During the 21st century, regional changes in sterodynamic sea-level variability are most pronounced for the RCP 8.5 scenario, where sterodynamic sea-level variability is projected to increase in amplitude over much of the globe, with the largest increase in the ACC region visible southwest of Australia in the Southern Ocean correlated with changes in the wind stress curl which can lead to changes in the gyre circulation and shifts in the ACC. Similar distinct east-west changes are seen between SST variability and sterodynamic sea-level variability (Fig. 8) for the North Atlantic where an east (increase)-west (decrease) pattern emerges that can be influence from a combination of gyre strength (e.g., a weakened Gulf Stream), the declining AMOC strength and variability and the northeastward shifts in the westerly wind driven NAO and future evolution in ocean eddies. The combination of these complex mechanisms makes it challenging to attribute changes in sterodynamic sea-level variability to only one key mechanism. However, it is likely that the MPI-GE and its given resolution are associated with atmospherically forced variability and it changes under climate forcing.

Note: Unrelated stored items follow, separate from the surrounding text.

PR #370, opened 2018-05-08
Motion capture bots

brianpeiris:
- Add a `?bot` mode to hubs that runs a bot client using recorded avatar motions and recorded audio.
- Use [`aframe-motion-capture-components`](https://github.com/dmarcos/aframe-motion-capture-components/) to replay HMD and controller positions instead of running [bots based on NAF updates](https://github.com/mozilla/janus-plugin-sfu/blob/master/client/squawkers-cli.js). ([This tool](http://swimminglessonsformodernlife.com/aframe-motion-capture-components/examples/record.html) can be used to produce recordings)
- Add scripts for running bots locally. Also used by accompanying ops PR https://github.com/mozilla/hubs-ops/pull/16

## Todo:
- [x] Point to bumped naf-janus-adapter after publishing https://github.com/mozilla/naf-janus-adapter/pull/43
- [x] Re-record bot json so that bot doesn't appear outside smoke test room.

### DIFF
--- a/scripts/bot/run-bot.sh
+++ b/scripts/bot/run-bot.sh
@@ -16,6 +16,10 @@ yarn
 echo 'Running Hubs'
 yarn serve --ssl --port 8080 ../../public &
 echo 'Running bots'
-node run-bot.js
+if [ "$1" != "" ]; then
+  node run-bot.js --room $1
+else
+  node run-bot.js
+fi
 
 trap 'kill $(jobs -pr)' SIGINT SIGTERM EXIT


src/utils/autoplay-audio-context-fix.js
```diff
@@ -1,5 +1,5 @@
 /**
- * Mobile Safari will start Audio contexts in a "suspended" state.
+ * Mobile Safari and Chrome will start Audio contexts in a "suspended" state.
```
cvan: sad times we live in!

package.json
```diff
@@ -23,6 +23,7 @@
     "aframe-billboard-component": "^1.0.0",
     "aframe-extras": "https://github.com/MozillaReality/aframe-extras#feature/precompute-nav-mesh",
     "aframe-input-mapping-component": "https://github.com/mozillareality/aframe-input-mapping-component#hubs/master",
+    "aframe-motion-capture-components": "https://github.com/mozillareality/aframe-motion-capture-components#1ca616fa67b627e447b23b35a09da175d8387668",
```
brianpeiris: Points to a branch with support for A-Frame 0.8.0. See https://github.com/dmarcos/aframe-motion-capture-components/pull/40

scripts/bot/run-bot.js
```diff
@@ -0,0 +1,50 @@
+#!/usr/bin/env node
+const doc = `
+Usage:
+    ./run-bot.js [options]
+
+Options:
+    -h --host=<host>  Hubs host [default: localhost:8080]
+    -r --room=<room>  Room id [default: 234234].
```
gfodor: note these are now able to be strings

src/components/avatar-replay.js
```diff
@@ -0,0 +1,36 @@
...
+    this.el.addEventListener("model-loaded", () => {
+      const cameraReplayer = camera.components["motion-capture-replayer"];
+      cameraReplayer.startReplaying(botRecording.camera);
+      const leftControllerReplayer = leftController.components["motion-capture-replayer"];
+      leftControllerReplayer.startReplaying(botRecording.left);
+      const rightControllerReplayer = rightController.components["motion-capture-replayer"];
+      rightControllerReplayer.startReplaying(botRecording.right);
+    });
+  },
+  _setupController: function(controller) {
```
gfodor: perhaps these blacklisted components should be moved into a const list at the top of the file?

gfodor: also sorry but I have to ask :) what is up with the `hand-controls2`?

gfodor: (part of the reason i ask is if we change it, we could just have a convention where we strip `-controls` components. might be too magical though)

src/components/avatar-replay.js
```diff
@@ -0,0 +1,36 @@
+import botRecording from "../assets/avatars/bot-recording.json";
```
gfodor: might be worth renaming `bot-recording.json` and `bot-recording.mp3` to describe their contents, in case we want to have more than one kind of bot

src/hub.js
```diff
@@ -300,6 +303,21 @@ const onReady = async () => {
...
+      if (qsTruthy("bot")) {
+        playerRig.setAttribute("avatar-replay", {
+          camera: "#player-camera",
+          leftController: "#player-left-controller",
+          rightController: "#player-right-controller"
+        });
+        const audio = document.getElementById("bot-recording");
+        mediaStream.addTrack(audio.captureStream().getAudioTracks()[0]);
+        // wait for runner script to interact with the page so that we can play audio.
+        await new Promise(resolve => {
```
gfodor: i thought our linter would yell at the `{ }`'s here /shrug

src/hub.js
```diff
@@ -352,14 +370,31 @@ const onReady = async () => {
   const initialEnvironmentEl = document.createElement("a-entity");
   initialEnvironmentEl.addEventListener("bundleloaded", () => {
     remountUI({ initialEnvironmentLoaded: true });
-    // Wait a tick plus some margin so that the environments actually render.
-    setTimeout(() => scene.renderer.animate(null), 100);
+    // We never want to stop the render loop when were running in "bot" mode.
+    if (!qsTruthy("bot")) {
```
gfodor: i think this should be pulled up to a `const isBotMode` since we do it in a few places

src/hub.js
```diff
@@ -352,14 +370,31 @@ const onReady = async () => {
...
+      // Stop rendering while the UI is up. We restart the render loop in enterScene.
+      // Wait a tick plus some margin so that the environments actually render.
+      setTimeout(() => scene.renderer.animate(null), 100);
+    }
   });
   environmentRoot.appendChild(initialEnvironmentEl);
 
+  const setRoom = (janusRoomId, hubName) => {
+    if (qsTruthy("bot")) {
```
gfodor: I'd either flip the conditions here to put the non-bot case first, or leave it as is and just return early (perhaps extracting the bot scene entry mechanics into a new function) and drop the `else`. (the reason being I like to have exceptional conditions (like bot mode) come after the main code path or be early exit'ed via a guard clause, but just style thing probably)

src/hub.js
```diff
@@ -352,14 +370,31 @@ const onReady = async () => {
...
+      }
+    } else {
+      remountUI({ janusRoomId, hubName });
+    }
+  };
+
   if (qs.room) {
     // If ?room is set, this is `yarn start`, so just use a default environment and query string room.
-    remountUI({ janusRoomId: qs.room && !isNaN(parseInt(qs.room)) ? parseInt(qs.room) : 1 });
+    setRoom(qs.room && !isNaN(parseInt(qs.room)) ? parseInt(qs.room) : 1);
```
gfodor: I think this inadvertently will set `hubName` on the UI props to `undefined`, since it's not passed in, right?

gfodor: (Probably nbd but just thought I'd mention it)

gfodor:
nice work!

src/components/avatar-replay.js
brianpeiris: Sounds to magical to me. I don't like hand-controls2 either, but we called it that when we had to make modifications to A-Frame's hand-controls but weren't sure if it was worth contributing back.

`const` list sounds like a good idea though

src/hub.js
brianpeiris: Makes sense. I'll flip the conditional.

src/hub.js
brianpeiris: Yeah, this happens when you use `hub.html?room=...` anyway.

src/hub.js
gfodor: oh, right.

scripts/bot/run-bot.js
```diff
@@ -0,0 +1,52 @@
...
+    -h --help         Show this screen.
+`;
+
+const docopt = require("docopt").docopt;
+const options = docopt(doc);
+
+const puppeteer = require("puppeteer");
+const querystring = require("query-string");
```
cvan: not sure which version of Node is required for development and production (though the `.travis.yml` file specifies Node version 9). in Node version 8+, you can use `const { URL } = require("url");`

Our results also suggest that extreme monthly sea level (computed as 95th and 99th percentiles) shift toward higher values than those expected from the pure change of the mean, which is linked primarily to changes in sea level variability. We diagnosed regional changes in the tails of the probability density functions (95th and 99th percentiles) with a global mean increase of 16 cm for RCP4.5 and by 24 cm for RCP8.5, respectively, suggesting increased high-end monthly sea level for warmer climate conditions.

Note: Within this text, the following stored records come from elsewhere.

Issue #266, opened 2018-04-24
Keep track of cursor event identifiers instead of doing distance check between touches for cursor.


johnshaughnessy:
We should know when a touch end event is the one to drop a duck based on its identifier, not its distance to the preview valid touchpoint:
https://github.com/mozilla/hubs/commit/da4b2c02e225507d74a0773122ed6f823c989885#diff-bafcf688d672a56b722fa967f5b16acbR316

Issue #252, opened 2018-04-23
Remove the use of `setTimeout` from the `touchStart` handler in `cursor-controller`.


johnshaughnessy:
Remove the use of `setTimeout` from the `touchStart` handler in `cursor-controller`.

PR #372, opened 2018-05-08
Bug fixes and cleanup in cursor and hud rendering.

johnshaughnessy:
Clean up touch events in cursor controller.

Fixes https://github.com/mozilla/hubs/issues/266 and https://github.com/mozilla/hubs/issues/252.

Fixes a bug where if you `primary-action-down` while hovering on UI you set `grabStarting` to `true`, then if you `primary-action-up` while not hovering on UI, `grabStarting` remains `true` and thus subsequent attempts to pick up ducks is blocked.

Fixes a bug where the cursor was not drawing on top of the HUD properly, and a related bug where the HUD wasn't rendered in the correct order.


src/components/cursor-controller.js
```diff
@@ -255,77 +249,71 @@ AFRAME.registerComponent("cursor-controller", {
   },
 
   _handleTouchStart: function(e) {
-    if (!this.isMobile || this.hasPointingDevice) return;
-
-    const touch = e.touches[0];
-    if (touch.clientY / window.innerHeight >= 0.8) return true;
-    this.mousePos.set(touch.clientX / window.innerWidth * 2 - 1, -(touch.clientY / window.innerHeight) * 2 + 1);
-    this._updateRaycasterIntersections();
+    if (!this.isMobile || this.hasPointingDevice || this.activeTouch) return;
```
InfiniteLee: can you define this.activeTouch up in init() with the other variables?

src/components/cursor-controller.js
```diff
@@ -255,77 +249,71 @@ AFRAME.registerComponent("cursor-controller", {
...
+    for (let i = e.touches.length - 1; i >= 0; i--) {
+      const touch = e.touches[i];
+      if (touch.clientY / window.innerHeight < 0.8) {
+        this.activeTouch = touch;
+        break;
       }
     }
+    if (!this.activeTouch) return;
 
-    this._setLookControlsEnabled(false);
```
InfiniteLee: Is this a design decision to stop doing this, or was it just not doing anything before?

src/components/cursor-controller.js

Following from here, a caveat in our statistical sterodynamic sea-level analysis arise from uncertainties in the simulated sterodynamic sea-level changes. Since this model configuration is run at low resolution without resolving ocean eddies and smaller scale dynamics, not all processes affecting sea level are included in the model, such as storm surges and tides. This impacts the model’s response to forcing changes in dynamically active regions such as the Gulf Stream or the ACC southeast of Australia. Concerning eddies, it is vital to note that recent high-resolution simulations from Beech et al. (2022) predicts poleward intensification in eddy activity; albeit, with mixed results regionally. But one also needs to consider that the existing internal variability in the 100-member ensemble will be model specific and may be different when using another set of model ensembles. It therefore appears vital that our analysis gets repeated with different large ensemble results, but also with eddy-resolving models to either confirm that they are robust or identify their sensitivity to additional physics.

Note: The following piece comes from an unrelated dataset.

PR #380, opened 2018-05-09
Update audio-context-fix to work in Chrome 66

robertlong:
Removed the user agent check so we do this in all browsers and handle the mouse up event in addition to the touchend event.


src/utils/audio-context-fix.js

Even though large ensembles are limited to coarse resolution models, our study sheds light on implications on regional areas. The potential implications for coastal regions suggest increases in sterodynamic sea-level seen from the widening of the PDF tails, and increased variability along Western and North Pacific as well as Eastern North Atlantic. As we see sterodynamic sea-level variability increase in these regions, they will be prone to enhanced extreme sea level values due to internal ocean (eddy) variability that would be superimposed to a global mean SSH increase. If eddy variability would increase in the same way as we see the large variability to change here, natural variability can be a significant cause of enhanced high-end sterodynamic sea-level variability around the ocean. To verify this, in the future we need large ensembles based on eddy resolving climate models. It is vital to consider that many model ensemble outputs are needed to detect and attribute various statistics as being influenced by internal variability or distinguished as a forced response.